Construction Lending Officer/Loan Officer
Working With Your
        Lender To Release
        Insurance Proceeds
               Ken S Klein
           2003 Cedar Fire Survivor
United Policyholders Disaster Recovery Mentor
Checks Made out from Insurance
Company to Lender and You
 If you have a mortgage, then some or all of the
 checks from your insurance company will be
 made payable jointly to BOTH you and your
 mortgage company. The mortgage company
 will end up with the money in its account.

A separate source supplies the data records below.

PR #22, opened 2015-12-15
Add stdin and input handling

### LINKED ISSUE #20: stdin handling
Note, not reading, but handling when to read from stdin.

Currently it's this logic: https://github.com/sindresorhus/find-versions-cli/blob/56dbd77051147819abdf845504af3b3cc1dd2935/cli.js#L30-L41

The logic is, we only try to read from stdin when there's no input and `process.isTTY === false`. Otherwise it won't work when used with child_process.execFile so the logic is hard to get right for many
if you only check isTTY, which i did with most of my CLIs previously, it wouldn't work with execFile, as isTTY is false there and it tries to read from stdin.

SamVerschueren:
fixes #20 

Feedback is more then welcome.

Note: PR is made from branch iss17.

### DIFF
--- a/fixture.js
+++ b/fixture.js
@@ -16,3 +16,14 @@ var cli = meow({
 Object.keys(cli.flags).forEach(function (el) {
 	console.log(el);
 });
+
+cli.stdinOrInput()
+	.then(function (input) {
+		input.forEach(function (element) {
+			console.log(element);
+		});
+	})
+	.catch(function (err) {
+		console.error(err.message);
+		process.exit(1);
+	});
--- a/index.js
+++ b/index.js
@@ -8,10 +8,14 @@ var redent = require('redent');
 var readPkgUp = require('read-pkg-up');
 var loudRejection = require('loud-rejection');
 var normalizePackageData = require('normalize-package-data');
+var getStdin = require('get-stdin');
+var Promise = require('pinkie-promise');
 
 // get the uncached parent
 delete require.cache[__filename];
 var parentDir = path.dirname(module.parent.filename);
+
+global.Promise = Promise;
 
 module.exports = function (opts, minimistOpts) {
 	loudRejection();
@@ -25,8 +29,19 @@ module.exports = function (opts, minimistOpts) {
 			cwd: parentDir,
 			normalize: false
 		}).pkg,
-		argv: process.argv.slice(2)
+		argv: process.argv.slice(2),
+		inferType: false
 	}, opts);
+
+	minimistOpts = objectAssign({string: ['_']}, minimistOpts);
+
+	var index = minimistOpts.string.indexOf('_');
+
+	if (opts.inferType === false && index === -1) {
+		minimistOpts.string.push('_');
+	} else if (opts.inferType === true && index !== -1) {
+		minimistOpts.string.splice(index, 1);
+	}
 
 	if (Array.isArray(opts.help)) {
 		opts.help = opts.help.join('\n');
@@ -69,6 +84,19 @@ module.exports = function (opts, minimistOpts) {
 		flags: camelcaseKeys(argv),
 		pkg: pkg,
 		help: help,
-		showHelp: showHelp
+		showHelp: showHelp,
+		stdinOrInput: function () {
+			if (!_ && process.stdin.isTTY) {
+				return Promise.reject(new Error('input required'));
+			}
+
+			if (_.length > 0) {
+				return Promise.resolve(_);
+			}
+
+			return getStdin().then(function (data) {
+				return [data];
+			});
+		}
 	};
 };
--- a/test.js
+++ b/test.js
@@ -1,7 +1,10 @@
-import childProcess from 'child_process';
 import test from 'ava';
 import indentString from 'indent-string';
+import execa from 'execa';
+import pkg from './package.json';
 import fn from './';
+
+global.Promise = Promise;
 
 test('return object', t => {
 	const cli = fn({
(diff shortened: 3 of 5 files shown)


SamVerschueren:
Will fix the tests tomorrow.

sindresorhus:
Can you rebase when you have a chance?

SamVerschueren:
I might have done something wrong. I'm not able to squash those commits. The first commit also has the changes of the previous PR (#19 - add type inference option) which I merged from master. You're probably way better in it then me :).

SamVerschueren:
@sindresorhus ping

I know you're quite busy lately, just reply when you find the time.

index.js
```diff
@@ -80,6 +84,19 @@ module.exports = function (opts, minimistOpts) {
 		flags: camelcaseKeys(argv),
 		pkg: pkg,
 		help: help,
-		showHelp: showHelp
+		showHelp: showHelp,
+		stdinOrInput: function () {
+			if (!_ && process.stdin.isTTY) {
+				return Promise.reject(new Error('input required'));
```
sindresorhus: `input` => `Input`

sindresorhus:
There are two more use-cases. Just getting stdin without input, and getting stdin or file. Maybe we should also add: `.stdin()` (just exposing `get-stdin`) and `.stdinOrFile()` (which would `fs.readFileSync` the input). Any ideas on how could simplify this. Not sure how I feel about adding three methods. Are we taking the right approach here?

fixture.js
```diff
@@ -16,3 +16,14 @@ var cli = meow({
 Object.keys(cli.flags).forEach(function (el) {
 	console.log(el);
 });
+
+cli.stdinOrInput()
+	.then(function (input) {
+		input.forEach(function (element) {
```
sindresorhus: The main use-case is one input argument, so would really like to optimize for that, but still support the edge-case of multiple arguments.

SamVerschueren:
> Any ideas on how could simplify this. Not sure how I feel about adding three methods. Are we taking the right approach here?

Good point, it makes the module more complex. Not sure what you think about a wrapper like `meow-stdin` which could wrap `meow` and add all these extra methods.

```js
const meowStdin = require('meow-stdin');
const meow = meowStdin(require('meow'));

// and son on
```

Or a separate package that uses meow in the background but adds `stdin` methods.

```js
const meow = require('meow-stdin');

// and son on
```

test.js
```diff
@@ -71,3 +71,11 @@ test('type inference', t => {
 	t.is(fn({argv: ['5'], inferType: true}, {string: ['foo']}).input[0], 5);
 	t.is(fn({argv: ['5'], inferType: true}, {string: ['_', 'foo']}).input[0], 5);
 });
+
+test('stdinOrInput', async t => {
+	const stdin = await execa.shell('echo \'foo bar\' | ./fixture.js');
+	const input = await execa('./fixture.js', ['foo', 'bar']);
+
+	t.is(stdin.stdout, 'meow\nfoo bar\n');
+	t.is(input.stdout, 'meow\nfoo\nbar');
```
Qix-: This isn't how stdin is intended. At least, this is completely counterintuitive for any other program out there. Usually how it works is `program file.txt` or `cat file.txt | program

SamVerschueren: Is there a big difference in `echo "foo bar" | cli` and `cat file.txt | cli` where the content of `file.txt` is `foo bar`? I assumed, if I test `echo "foo bar" | cli`, then `cat file.txt | cli` will work as well?

Qix-: That's not what I mean. Usually programs that accept _filenames_ as arguments are the ones that employ the use of `stdin`.

For instance:

```shell
grep "text" some-file.txt
echo "some text" | grep "text"

sed 's/some/thing/' some-file.txt
echo "some text" | sed 's/some/thing/'
```

Instead, this PR seems to support the usage of:

```shell
cat > some-prog.js <<EOF
// ...
console.log(meow.input);
// ...
EOF

some-prog.js This Is Some Text
# doing the same as
echo This Is Some Text | some-prog.js
```

Which is going to confuse a lot of people.

sindresorhus: > Usually programs that accept filenames as arguments are the ones that employ the use of stdin.

Sure, but I also often use it for CLI's that accept text input too, to make it easier for everyone to use it.

Then they could use either of these:

```
$ cli-app foo
$ echo foo | cli-app
```

index.js
```diff
@@ -8,11 +8,15 @@ var redent = require('redent');
...
 var loudRejection = require('loud-rejection');
 var normalizePackageData = require('normalize-package-data');
+var getStdin = require('get-stdin');
+var Promise = require('pinkie-promise');
 
 // get the uncached parent
 delete require.cache[__filename];
 var parentDir = path.dirname(module.parent.filename);
 
+global.Promise = Promise;
```
vdemedes: Isn't it against the rules or am I missing something?

index.js
```diff
@@ -80,6 +84,19 @@ module.exports = function (opts, minimistOpts) {
...
+			if (!_ && process.stdin.isTTY) {
+				return Promise.reject(new Error('input required'));
+			}
+
+			if (_.length > 0) {
+				return Promise.resolve(_);
+			}
+
+			return getStdin().then(function (data) {
+				return [data];
```
vdemedes: Why is array returned instead of data?

fixture.js
```diff
@@ -16,3 +16,14 @@ var cli = meow({
 Object.keys(cli.flags).forEach(function (el) {
 	console.log(el);
 });
+
+cli.stdinOrInput()
```
vdemedes: Maybe `cli.autoInput()` or `cli.getInput()` or something along those lines would look better and shorter?

index.js
SamVerschueren: Because `_` is an array as well. This way you can just iterate over the result instead of checking `Array.isArray`.

index.js
SamVerschueren: `get-stdin` does not support `0.10` and thus does not come bundled with `pinkie-promise`. So either we drop `0.10` in `meow`, or add `pinkie-promise` to `get-stdin` in order to get rid of this.

fixture.js
kevva: :+1: for `getInput()`.

index.js
```diff
@@ -80,6 +84,19 @@ module.exports = function (opts, minimistOpts) {
...
 		pkg: pkg,
 		help: help,
-		showHelp: showHelp
+		showHelp: showHelp,
+		stdinOrInput: function () {
+			if (!_ && process.stdin.isTTY) {
+				return Promise.reject(new Error('input required'));
+			}
+
+			if (_.length > 0) {
```
kevva: `_.length !== 0`

test.js
sindresorhus: Actually, I take back my last comment. Better to use stdin for just string input. No point in doing both, and stdin should be preferred as it works nicely in a pipe chain.

fixture.js
sindresorhus: 👍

 This will mean that at least at first, your
 mortgage company, not you, will control the
 money.
Objective
 The goal of this presentation is to explain
 to you how this happens, and to give you
 strategies to try to get control of the most
 money as soon as possible.
Your rights
 Here is the really big overview point:

 You have some, limited rights, but to get
 the most money as quickly as possible will
 take knowledge and persistence.
Why does this happen?

Your mortgage documents protect the mortgage
company preventing you from taking your
insurance rebuild money and disappearing.
In other words, the property and the house are
the collateral for the loan; and so if you cashed
the checks and did not rebuild, then the
mortgage company would have a problem.

These documents set up a system to prevent
you from doing that.
The standard California mortgage (and so,
probably, your mortgage), says:

5. Property Insurance. Borrower shall
keep the improvements now existing or
hereafter erected on the Property insured
against loss
When you borrowed money, you agreed
that one way the mortgage company
would be protected would be that the
mortgage company would be co-insured,
right along with you, for any harm to your
“improvements.”
What does this mean?

 It means is that unless and until you get
 your mortgage company to agree to
 something different (in writing), every
 Coverage A check you get, and maybe
 some of your other coverage checks, will
 say something like: “Pay to the order of
 Jane Doe and Jane Doe’s Mortgage
 Company.”
You then will be required to endorse the
check first, and the mortgage company will
deposit the money into its own account,
and only will release the money to you
later.
Big Question 1 (of 5):        If the checks are more
than the mortgage, does the Lender get to keep more
money than I owe them on the mortgage?
   It should not. Also in paragraph 5 from the standard
   California mortgage, you only agree,

   “… to generally assign rights to insurance proceeds to
   the holder of the Note up to the amount of the
   outstanding loan balance.”

   Indeed, for this reason, some mortgage companies also
   have a written policy saying the company only holds
   money up to the amount of the outstanding loan balance.
Why does the company need such a policy if it already is
part of the mortgage?
The mortgage company has a special department (the
“Loss Department”) that handles control of rebuild
money after you have had a house fire. This work often
is actually outsourced to an independent company. In
either circumstance, the people you deal with may not
know or try to know what the mortgage actually says.
LESSON: Knowledge is power. Read and understand
your documents, and use that knowledge to your
advantage.
Be diligent, persistent, proactive
 The Loss Department is not user-friendly.
 Do not be surprised if:
    the “Loss Department” will not, on its own, refund to
   you the extra money until you ask for it
   or if it is difficult to talk to a live human being at the
   Loss Department at all
   or if you get form responses to letters rather than
   answer your questions.
Big Question 2:      Will the mortgage co. be a
co-insured on only the Coverage A checks?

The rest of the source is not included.